For the sake of the statement made- None of us would want eternal life if it were to be a life filled with pain, would we?  We are going to add that the life filled with pain was one of constant agony with very little relief, and the relief mainly in the form of being unconscious in drug induced sleep. No one would want that kind of eternal existence. The life they lived would be unlivable if the pain kept them from doing everything that made life worth living.

Eternal life, the eternal life preached to us by our Savior, promised to us by the Father, God, is one without pain in any form whatsoever, a distress-free existence. 

Recently a few shows/movies and such I've seen have the concept that no one would be happy or want to live in a world without any conflict. They promoted the idea that it's the conflicts in our life that give them meaning. To know the good we have to know the evil. To feel true happiness we must know true pain. We need something to compare happiness to in order for us to realize we are happy. People will point out the lives of people who can buy anything they want, and then say they can't buy happiness and maybe only those truly in that position can attest to the validity of it. To believe that we must always and forever have to have bad in order to have good is a very flawed belief, one we cling to because to do otherwise is to have to comprehend truth.

The truth is existing as created beings, created out of love, meant to return love as well as receive love. Eternal life, this most precious of offered truths, allows us to comprehend hope beyond the horror.

Hope beyond the horror.  Most of us have horrors that have occurred in our lives, and if by chance you've happened to somehow live a horror free existence, you most certainly know others who haven't. You know of the horror even if it's not your personal horror.

The horror of life comes in many, many forms.  Horror - otherwise known as - intense fear, intense dislike, shock, disgust, unpleasant, unsightly, hopelessness, anxiety, terror, revulsion, repulsion, awfulness, distress, dread, alarm, panic-  you get the picture, yes?  The level of horror varies and can be subjective. I might find surgery on a person absolutely horrifying if I were required to be the surgeon, while another would find it exhilarating. Some might enjoy jumping out of an airplane while I would most likely die from the sheer terror of being in that position.
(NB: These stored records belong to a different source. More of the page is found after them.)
PR #4239, opened 2023-09-05
Add execution delta to metdata & dag

fbertsch:
Checklist for reviewer:

### DIFF
--- a/dags/bqetl_kpis_shredder.py
+++ b/dags/bqetl_kpis_shredder.py
@@ -45,15 +45,14 @@ with DAG(
 ) as dag:
     fenix_active_users_aggregates_for_deletion_requests = bigquery_etl_query(
         task_id="fenix_active_users_aggregates_for_deletion_requests",
-        destination_table='active_users_aggregates_deletion_request_v1${{ macros.ds_format(macros.ds_add(ds, -1), "%Y-%m-%d", "%Y%m%d") }}',
+        destination_table="active_users_aggregates_deletion_request_v1",
         dataset_id="fenix_derived",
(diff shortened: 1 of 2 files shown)


dags.yaml
```diff
@@ -1154,7 +1154,7 @@ bqetl_kpis_shredder:
     start_date: '2023-05-16'
   description: This DAG calculates KPIs for shredder client_ids
   repo: bigquery-etl
-  schedule_interval: 0 0 */28 * *
+  schedule_interval: 0 2 */28 * *
```
lucia-vargas-a, line 1157: Is this required? My concern with changing the time is that this process runs after shredder, when it's important that it runs before.

lucia-vargas-a (approved):

dags.yaml
fbertsch: Hmm. But if this task needs to wait for `mobile_search_clients_daily_v1` for the day this task runs, that doesn't run until `0 2 * * *`. So even if we set this earlier it will wait.

Given that requirement, we should probably stick this in the same DAG as Shredder and set Shredder downstream.

lucia-vargas-a: Indeed it needs to run later, and it is intentionally separated from shredder to avoid dependencies.
This is a prototype to evaluate the calculation of KPIs for clients' data that will be deleted, I am happy that we set it at 2 and build the rest of the prototype. If shredder deletes the data before this process runs, that will evidence that we do need the dependency. Does that make sense?

fbertsch: Yup, prototypes gonna prototype. We can merge this and see if it works.

PR #4245, opened 2023-09-06
bug(): fixing airflow_task_instance query and correcting job_id type

kik-kik:
# bug(): fixing airflow_task_instance query and correcting job_id type

It appears due to an incorrect aliasing inside the `query.sql` we ended up with an incorrect field being used to populate the `job_id` field. This PR aims to fix this.

┆Issue is synchronized with this [Jira Task](https://mozilla-hub.atlassian.net/browse/DENG-1475)

### DIFF
--- a/sql/moz-fx-data-shared-prod/monitoring_derived/airflow_task_instance_v1/schema.yaml
+++ b/sql/moz-fx-data-shared-prod/monitoring_derived/airflow_task_instance_v1/schema.yaml
@@ -34,7 +34,7 @@ fields:
 - description:
   mode: NULLABLE
   name: job_id
-  type: TIMESTAMP
+  type: INTEGER
 - description:
   mode: NULLABLE
   name: executor_config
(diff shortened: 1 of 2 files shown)


sql/moz-fx-data-shared-prod/monitoring_derived/airflow_task_instance_v1/schema.yaml
```diff
@@ -34,7 +34,7 @@ fields:
 - description:
   mode: NULLABLE
   name: job_id
-  type: TIMESTAMP
+  type: INTEGER
```
akkomar, line 37: This change is not backwards compatible, how are we planning to handle that?

kik-kik: I have already recreated the table. This is fine since the table is overwritten by the corresponding ETL anyways.

akkomar (approved):

PR #4272, opened 2023-09-09
Add UDFs to generate regular expressions to correctly match event properties in `events_daily` tables

sean-rose:
Combined with mozilla/lookml-generator#751 this should fix mozilla/lookml-generator#281, which is causing any funnel analyses that filter on secondary properties to be wrong.

---
Checklist for reviewer:

┆Issue is synchronized with this [Jira Task](https://mozilla-hub.atlassian.net/browse/DENG-1515)


sql/mozfun/event_analysis/event_property_value_to_match_string/udf.sql
```diff
@@ -0,0 +1,17 @@
+CREATE OR REPLACE FUNCTION event_analysis.event_property_value_to_match_string(
+  property_index INTEGER,
+  property_value STRING
+)
+RETURNS STRING AS (
+  CONCAT(
+    event_analysis.escape_metachars(property_value),
+    -- Event property values are stored in `events_daily.events` strings in reverse order,
+    -- so we expect the Nth property value to be followed by N-1 other property values.
+    IF(property_index > 1, CONCAT('[^,]{', (property_index - 1), '}'), '')
```
sean-rose, line 10: This is the crux of the fix for mozilla/lookml-generator#281, as the [existing logic](https://github.com/mozilla/lookml-generator/blob/10d8577c55e4cf607c43811ee4d5d214a66a0d26/generator/views/funnel_analysis_view.py#L166-L175) only matches the first property character immediately preceding the event character.

sql/mozfun/event_analysis/event_property_to_match_string/metadata.yaml
```diff
@@ -0,0 +1,6 @@
+---
+description: >
+  Given an event property index from an `event_types` table, returns a regular expression
+  that can be combined with an event index regular expression to match corresponding events
+  within an `events_daily` table's `events` string.
```
fbertsch, line 5:
```suggestion
  Given an event property index from an `event_types` table, returns a regular expression
  that can be combined with an event index regular expression to match corresponding events
  within an `events_daily` table's `events` string.
  The regex expression will match events if they are not missing the property at `property_index`.
```

fbertsch (approved):
r+wc.

It took my awhile to understand what this UDF is doing. Basically, it's giving us a match string that is true if the property at `property_index` is _not_ missing. Can we call it something different then? Maybe `event_property_index_to_existence_match_string` (or more concisely `property_index_existence_match_string`).

sql/mozfun/event_analysis/event_property_to_match_string/metadata.yaml
sean-rose: > It took my awhile to understand what this UDF is doing. Basically, it's giving us a match string that is true if the property at `property_index` is _not_ missing. Can we call it something different then? Maybe `event_property_index_to_existence_match_string` (or more concisely `property_index_existence_match_string`).

I've renamed it to `event_property_index_to_match_string` (taking a cue from the existing `event_index_to_match_string` UDF), incorporated your clarification in the description, and changed both new `event_property_*_to_match_string` UDFs to generate the entire regular expressions (rather than expecting them to be concatenated with the `event_index_to_match_string` UDF output), which I think makes things slightly less convoluted.

fbertsch: Agreed, thank you for clarifying!

PR #4298, opened 2023-09-14
bug(): Apple timestamps appear to be using PST, converting to UTC

kik-kik:
# bug(): Apple timestamps appear to be using PST, converting to UTC

┆Issue is synchronized with this [Jira Task](https://mozilla-hub.atlassian.net/browse/DENG-1563)


gkabbz (approved):

fbertsch (approved):
r+. Unfortunately since this data does not have hourly buckets, we can't align it with UTC days. Perhaps we have to switch the rest of the funnel to use PT-days?

PR #4300, opened 2023-09-14
Add bqetl check validate command

alekhyamoz:
Add a validate command to make sure that each check in the checks.sql file has either a #fail or #warn marker

Checklist for reviewer:


bigquery_etl/cli/check.py
```diff
@@ -294,4 +294,99 @@ def _run_check(
...
+
+    rendered_result = render_template(
+        checks_file.name,
+        template_folder=str(checks_file.parent),
+        templates_dir="",
+        format=False,
+        **jinja_params,
+    )
+
+    expected_check_types = ["#fail", "#warn"]
```
scholtzan, line 369: We could add them as constants to the top of this file something like:

```python
CHECK_TYPES = ["#fail", "#warn"]
```

Then we can also reference them in other places

bigquery_etl/cli/check.py
```diff
@@ -294,4 +294,99 @@ def _run_check(
...
+        # If no marker is found in the line, set the flag to False
+        if not contains_marker:
+            all_checks_have_markers = False
+            break
+
+    # Check and print the result
+    if all_checks_have_markers:
+        print("All checks have either #fail or #warn markers in the file.")
+    else:
+        print("Not all checks have #fail or #warn markers in the file.")
```
scholtzan, line 392:
```suggestion
        print("Not all checks have #fail or #warn markers in the file.")
        sys.exit(1)
```

It would be useful to also print out which files are affected, to make it easier for people to fix them

alekhyamoz: Correct my understanding, but the validate command is run at the table level and there is only one checks.sql.

scholtzan: We might run `./bqetl checks validate 'telemetry_derived.*'` on multiple tables at the same time. Printing out the file path to the check that failed validation would be helpful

There are horrors that everyone would find the same- torture, extreme torture being one of those horrors.  That this world is filled with horrors we hate to even imagine exist and often sob broken heartedly upon hearing of some of the horrors being enacted, is without a doubt.  And as long as even the tiniest horror exists we need hope beyond that horror. Hope beyond the worst of the worst and the least of the worst.

Hope beyond horror, the truth of eternal existence with no horror at all whatsoever. No horror for you, no horror for me, no horror for anyone at all.

Eternal life is offered to us, this hope beyond the horrors is given to us, and we must grasp hold of the hope and never let it go. We must live our lives filled with this hope. As one tragedy after another is personally dealt with, or whether you face tragedy within yourself we need to grasp the hope eternal offered to us through Jesus Christ our Lord.

Eternal life - preaching heaven- giving hope in eternal time.